Mubadalah.id – Sebagai keluarga yang masih menyandang status ‘pengantin baru’, salah satu peran vital dalam mengimplementasikan prinsip kesalingan keluarga ketika menjalankan ibadah puasa di bulan suci Ramadhan, bagi saya adalah peran domestik, terutama yang berkaitan dengan masak-memasak.
Mengingat setiap keluarga memiliki kesepakatan terkait prinsip kesalingan, dan pembagian peran yang berbeda-beda, hal ini mungkin tidak berlaku bagi keluarga dengan pembagian peran: suami bekerja dan melakukan peran publik, maka peran domestik pada umumnya akan dilakukan oleh sang istri, apalagi bagi keluarga yang tidak memiliki Asisten Rumah Tangga (ART).
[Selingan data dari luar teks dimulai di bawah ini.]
PR #2025, opened 2026-08-05
Remote API: authenticated JSON-RPC 2.0 over WebSocket (#1856)

### LINKED ISSUE #1856: WebSocket API: authenticated JSON-RPC server and lifecycle

lucaromagnoli:
Closes #1856. Builds on #1855's dispatcher; nothing here reimplements an operation.

## The dependency spike said no to CHOC

The issue named `choc_HTTPServer.h` as the thing to evaluate. It cannot refuse a connection: `upgradeToWebsocket` starts the handshake and *then* calls `upgradedToWebSocket(target)`, which gets the request path and nothing else — no `Origin`, no `Authorization`, no return value to refuse with. `ClientInstance` has no close, so one bad client can only be dropped by tearing down the whole listener. Two acceptance criteria here are about failing closed, so it would need a patched copy of the header **plus** the first Boost in this tree — brew on macOS, `libboost-dev` on Linux, a vcpkg port on Windows, and a README prerequisite change on all three.

websocketpp is dormant (last release April 2020, one commit since) and still needs Asio. Hand-rolling on `juce::StreamingSocket` was the fallback until it turned out the codebase's networking is all `juce::URL` — an HTTP client that cannot serve — so the consistency would have been with the namespace, not with anything structural, at a price of ~500 lines of framing plus a client implementation for the tests.

**cpp-httplib** was already in the tree, vendored by llama.cpp. MIT, no required dependencies, and its upgrade path consults the pre-routing handler before sending the 101 exactly so authentication can answer 401 instead. It ships a WebSocket client too, so the tests drive real sockets with no test-only dependency. Pinned at `v0.52.0` via FetchContent rather than reached for inside llama.cpp's vendor directory, which Dependabot bumps. Full reasoning in `docs/remote-api-transport.md`.

## What it does

`RemoteWebSocketServer` parses frames, decides who may connect, and hands everything to `RemoteApiService::dispatch`. It knows no operation names and reaches for no manager — the "no direct calls to `TrackManager`/`ClipManager`" criterion holds structurally rather than by discipline.

Refusal happens before the protocol switches: bad token → 401, unlisted browser Origin → 403 — in each case a failed HTTP request and no socket. The connection cap is exact but its *refusal* is best-effort: usually a 503 before the handshake, though a client winning the race for the last slot sees the handshake succeed and a `PolicyViolation` close immediately after. The cap is claimed on the connection's own thread rather than reserved ahead of it, because a reservation has to be handed back along every path cpp-httplib can take to never reach a handler, and one missed path strands a slot for the life of the process. A request with no `Origin` at all is a native client, not an unrecognised page, and is allowed. Token comparison is constant-time.

The message thread does no I/O. Listener thread, a thread per connection, and a writer per connection draining an outbox. The writer is the point: a dispatch completion arrives on the message thread, where writing the reply would put a socket write on the UI's thread, so it appends bytes and returns. Completions hold a `shared_ptr` to per-connection state, so one outliving its socket drops its payload rather than reaching for a returned stack frame.

`RemoteApiHost` owns the dispatcher, model bridge and transport as one lifetime — the first thing to instantiate `RemoteApiService`. Off by default in config. The bearer token is generated per run from `std::random_device`, published to `remote-api.json` in the data dir with the port beside it, and deleted on shutdown; never persisted to config, which gets copied around and pasted into bug reports.

## Wire format

    → {"jsonrpc":"2.0","id":7,"method":"tracks.rename","params":{...},"meta":{"expectedRevision":42}}
    ← {"jsonrpc":"2.0","id":7,"result":{...},"meta":{"revision":43,"apiVersion":"..."}}

`meta` is a sibling of `params` rather than inside it because operation schemas are `additionalProperties:false` and would reject `expectedRevision` as unknown. Replies mirror that: `result` is the operation's output verbatim. Folding meta into the result breaks on the first operation that doesn't return one — `tracks.list` answers with a bare array — and wrapping only those would make the reply shape depend on which operation was called. Failures put the revision in `error.data`, so a client that lost an optimistic-concurrency race learns the real revision in the message that rejects its write.

## Tests

21 Catch2 cases over real loopback sockets (auth, Origin, JSON-RPC error mapping, connection cap, oversized frame, shutdown, token lifecycle) and 4 `juce::UnitTest` cases against the live facade, where a create over the wire produces a track `TrackManager` can be asked about by id. The live ones run each request on a worker thread while pumping the message loop — dispatch hops to the message thread, so a blocking read on it would wait for a handler that cannot run.

Suite: 2050 passed, 13 skipped, 0 failed. The trailing `juce_Timer.cpp:99` assertion is pre-existing and reproduces with all remote tests excluded.

Two bugs the tests caught, both worth naming:

- `bind_to_any_port(host, socket_flags)` takes socket flags second, not a port — a configured port was silently ignored and passed as flags.
- The token file came out `0644`. `replaceWithText` writes a temp file and renames it over the target, so the new inode arrives with default permissions and silently undoes the `chmod`. Now written through a `FileOutputStream` into the already-restricted file.

## Notes for review

- The frame cap is a compile-time constant because it governs how much is read into memory before a handler sees anything; enforcing it only in the handler would mean buffering 16 MB of a frame we intend to reject.
- cpp-httplib's `*_IF_AVAILABLE` options default ON and link whatever OpenSSL/zlib/Brotli/zstd is installed. Forced off, so builds don't differ per machine.
- WebSocket support is newer in cpp-httplib than in Beast. Mitigated by the threat model — loopback, token-gated, hard frame cap — but it is the one axis where the chosen option is weaker than the rejected one.

### DIFF
--- a/magda/daw/api/remote_api_host.cpp
+++ b/magda/daw/api/remote_api_host.cpp
@@ -8,8 +8,14 @@
 #include "remote_service.hpp"
 #include "remote_websocket_server.hpp"
 
-#if !JUCE_WINDOWS
+#if JUCE_WINDOWS
+    #include <windows.h>
+#else
     #include <sys/stat.h>
+    #include <unistd.h>
+
+    #include <cerrno>
+    #include <csignal>
 #endif
 
 namespace magda {
@@ -17,7 +23,74 @@ namespace remote {
 
 namespace {
 
-constexpr const char* kTokenFileName = "remote-api.json";
+/**
+ * Discovery records are per process, not per installation.
+ *
+ * MAGDA does not set `moreThanOneInstanceAllowed()` to false, so two instances
+ * are a supported thing to run. Sharing one file between them means the second
+ * to start hides the first, and the first to stop deletes the record of the one
+ * still running. With a fixed port it is worse, because cpp-httplib sets
+ * SO_REUSEPORT and both listeners bind: a client then holds one instance's token
+ * and may be routed to the other, which does not accept it.
+ *
+ * Naming the record after the process keeps each instance's file its own, and
+ * the pid inside is what makes cleanup safe — an instance deletes only its own,
+ * and a record whose process no longer exists is debris anyone may collect.
+ */
+constexpr const char* kTokenFilePrefix = "remote-api-";
+constexpr const char* kTokenFileSuffix = ".json";
+constexpr const char* kTokenFilePattern = "remote-api-*.json";
+
+juce::int64 currentProcessId() {
+#if JUCE_WINDOWS
+    return static_cast<juce::int64>(GetCurrentProcessId());
+#else
+    return static_cast<juce::int64>(getpid());
+#endif
+}
+
+bool isProcessAlive(juce::int64 processId) {
+#if JUCE_WINDOWS
+    auto* handle =
+        OpenProcess(PROCESS_QUERY_LIMITED_INFORMATION, FALSE, static_cast<DWORD>(processId));
+    if (handle == nullptr)
+        return false;
+    DWORD exitCode = 0;
+    const auto running = GetExitCodeProcess(handle, &exitCode) != 0 && exitCode == STILL_ACTIVE;
+    CloseHandle(handle);
+    return running;
+#else
+    // Signal 0 runs the existence and permission checks without delivering
+    // anything. EPERM means the process is there and belongs to someone else,
+    // which still counts as alive.
+    return kill(static_cast<pid_t>(processId), 0) == 0 || errno == EPERM;
+#endif
+}
+
+/**
+ * @brief Delete records left by instances that are no longer running.
+ *
+ * A crashed run cannot clean up after itself, and with per-process records
+ * nobody else was going to. Ours is left alone here — `start()` handles that —
+ * and so is every record whose process still answers, because that one belongs
+ * to a live instance.
+ *
+ * A pid can in principle be recycled onto an unrelated process, which would keep
+ * one dead record alive a while longer. The cost of that is a file, and the next
+ * sweep after the recycled process exits takes it.
+ */
+void sweepAbandonedRecords(const juce::File& directory, juce::int64 ownProcessId) {
+    for (const auto& record :
+         directory.findChildFiles(juce::File::findFiles, false, kTokenFilePattern)) {
+        const auto owner = record.getFileNameWithoutExtension()
+                               .fromLastOccurrenceOf("-", false, false)
+                               .getLargeIntValue();
+        if (owner <= 0 || owner == ownProcessId)
+            continue;
+        if (!isProcessAlive(owner))
+            record.deleteFile();
+    }
+}
 
 /**
  * @brief 256 bits of entropy, hex encoded.
@@ -60,6 +133,9 @@ bool writeTokenFile(const juce::File& file, const juce::String& token, int port)
     payload->setProperty("port", port);
     payload->setProperty("token", token);
     payload->setProperty("url", "ws://127.0.0.1:" + juce::String(port) + "/rpc");
+    // Whose listener this is. A reader can tell two live instances apart, and
+    // cleanup can tell an abandoned record from someone else's live one.
+    payload->setProperty("pid", currentProcessId());
 
     // Write into the file we just restricted, rather than replaceWithText: that
     // writes a temp file and moves it over the target, so the new inode arrives
@@ -88,14 +164,18 @@ bool RemoteApiHost::start() {
     if (server_ != nullptr && server_->isRunning())
         return true;
 
-    // Anything here predates this listener, and a token file without a listener
-    // behind it is worse than no file: it hands a client a port and a credential
-    // that a crashed previous run left behind. Clearing it before every early
-    // return — disabled in config, no token, a port already taken — keeps the
-    // rule that the file exists only while something is answering on it. The
-    // already-running check comes first so a second call cannot delete a file
-    // that is still good.
+    // Our own record predates this listener, and a record without a listener
+    // behind it is worse than none: it hands a client a port and a credential
+    // that a crashed previous run left behind, and if the OS has reissued that
+    // port it points them at a stranger. Clearing it before every early return —
+    // disabled in config, no token, a port already taken — keeps the rule that a
+    // record exists only while something is answering on it. The already-running
+    // check comes first so a second call cannot delete a record still in use.
     tokenFile().deleteFile();
+
+    // Other instances' records are theirs to remove; only the ones whose process
+    // has gone are ours to sweep.
+    sweepAbandonedRecords(paths::dataDir(), currentProcessId());
 
     auto& config = Config::getInstance();
     if (!config.getRemoteApiEnabled())
@@ -159,7 +239,8 @@ int RemoteApiHost::boundPort() const {
 }
 
 juce::File RemoteApiHost::tokenFile() const {
-    return paths::dataDir().getChildFile(kTokenFileName);
+    return paths::dataDir().getChildFile(juce::String(kTokenFilePrefix) +
+                                         juce::String(currentProcessId()) + kTokenFileSuffix);
 }
 
 RemoteApiService& RemoteApiHost::service() {
--- a/magda/daw/api/remote_api_host.cpp
+++ b/magda/daw/api/remote_api_host.cpp
@@ -85,12 +85,21 @@ RemoteApiHost::~RemoteApiHost() {
 }
 
 bool RemoteApiHost::start() {
+    if (server_ != nullptr && server_->isRunning())
+        return true;
+
+    // Anything here predates this listener, and a token file without a listener
+    // behind it is worse than no file: it hands a client a port and a credential
+    // that a crashed previous run left behind. Clearing it before every early
+    // return — disabled in config, no token, a port already taken — keeps the
+    // rule that the file exists only while something is answering on it. The
+    // already-running check comes first so a second call cannot delete a file
+    // that is still good.
+    tokenFile().deleteFile();
+
     auto& config = Config::getInstance();
     if (!config.getRemoteApiEnabled())
         return false;
-
-    if (server_ != nullptr && server_->isRunning())
-        return true;
 
     token_ = generateToken();
     if (token_.isEmpty()) {
--- a/magda/daw/api/remote_api_host.cpp
+++ b/magda/daw/api/remote_api_host.cpp
@@ -1,0 +1,161 @@
+#include "remote_api_host.hpp"
+
+#include <random>
+
+#include "AppPaths.hpp"
+#include "Config.hpp"
+#include "remote_model_bridge.hpp"
+#include "remote_service.hpp"
+#include "remote_websocket_server.hpp"
+
+#if !JUCE_WINDOWS
+    #include <sys/stat.h>
+#endif
+
+namespace magda {
+namespace remote {
+
+namespace {
+
+constexpr const char* kTokenFileName = "remote-api.json";
+
+/**
+ * @brief 256 bits of entropy, hex encoded.
+ *
+ * `std::random_device` rather than `juce::Random`, because this is a credential:
+ * JUCE's generator is a seeded PRNG whose output is predictable to anyone who
+ * can guess the seed, while `random_device` is backed by the OS entropy source
+ * on every platform MAGDA ships to.
+ */
+juce::String generateToken() {
+    std::random_device entropy;
+    juce::String token;
+    for (int i = 0; i < 8; ++i)
+        token += juce::String::toHexString(static_cast<int>(entropy())).paddedLeft('0', 8);
+    return token;
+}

Lalu bagaimana dengan keluarga yang sama-sama bekerja dan sama-sama melakukan peran domestik? Siapa yang bertanggung jawab atas peran domestik terutama terkait pekerjaan masak memasak? Bagaimana prinsip kesalingan dipraktikkan? Tidak jarang kita temui pasangan suami-istri yang sama-sama bekerja di bulan Ramadhan, kemudian sepulang dari kerja istri langsung memasak di dapur, dan suami istirahat menunggu adzan maghrib untuk buka puasa. Lantas mengapa hal ini masih sering terjadi?
Menurut Herien Puspitawati (2013), dalam tulisannya yang berjudul: “Fungsi Keluarga, Pembagian Peran dan Kemitraan Gender dalam Keluarga”, masalah keluarga pada zaman modern mengalami perubahan pola keluarga tradisional-feodal menjadi urban-modern. Apabila dibiarkan dan tidak dikomunikasikan dengan baik dengan anggota keluarga, hal tersebut dapat menimbulkan persoalan ketimpangan gender dalam keluarga.
Herien Puspitawati menjelaskan bahwa dalam keluarga tradisional-feodal, peran publik dilakukan oleh laki-laki/suami dan perempuan/istri melakukan peran domestik. Sedangkan bagi keluarga urban-modern, peran publik sudah banyak dilakukan suami dan istri. Namun, peran domestik masih dilakukan oleh istri. Fenomena seperti ini yang kemudian menjadikan perempuan/istri mengalami beban ganda.
Berdasarkan pemaparan permasalahan secara singkat tersebut, dapat disimpulkan bahwa pembagian peran dengan prinsip kesalingan dalam keluarga merupakan hal yang sangat vital, sehingga diperlukan suatu kesepakatan internal keluarga terkait peran dan tanggungjawab, serta bagaimana membangun keluarga yang maslahat dengan menerapkan prinsip mubadalah (kesalingan) dalam melaksanakan peran publik/domestik, khususnya di bulan suci Ramadhan.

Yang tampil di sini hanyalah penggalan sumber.